• [ABOUT THIS TASK]: An exact copy of all entries is the expected answer.

• [INPUT]:

PR #199, opened 2022-10-21
Clean up

jchen293:
# Description

DON'T review it yet

# Testing

DON'T review it yet

# Pull Request Type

• [RESULT BELOW]:
PR #199, opened 2022-10-21
Clean up

jchen293:
# Description

DON'T review it yet

# Testing

DON'T review it yet

# Pull Request Type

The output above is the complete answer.